Dataset entries
=== Section Start ===
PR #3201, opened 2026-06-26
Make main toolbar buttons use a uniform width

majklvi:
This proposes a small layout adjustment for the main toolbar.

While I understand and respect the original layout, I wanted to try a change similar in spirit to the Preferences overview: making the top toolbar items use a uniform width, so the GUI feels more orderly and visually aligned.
=== Section End ===
## About this task
Please give a word-for-word repetition of the lines from the one containing "Make main toolbar buttons use a uniform width" through the last line of the data above, including both, and nothing besides.

## Exercise result
Make main toolbar buttons use a uniform width

majklvi:
This proposes a small layout adjustment for the main toolbar.

While I understand and respect the original layout, I wanted to try a change similar in spirit to the Preferences overview: making the top toolbar items use a uniform width, so the GUI feels more orderly and visually aligned.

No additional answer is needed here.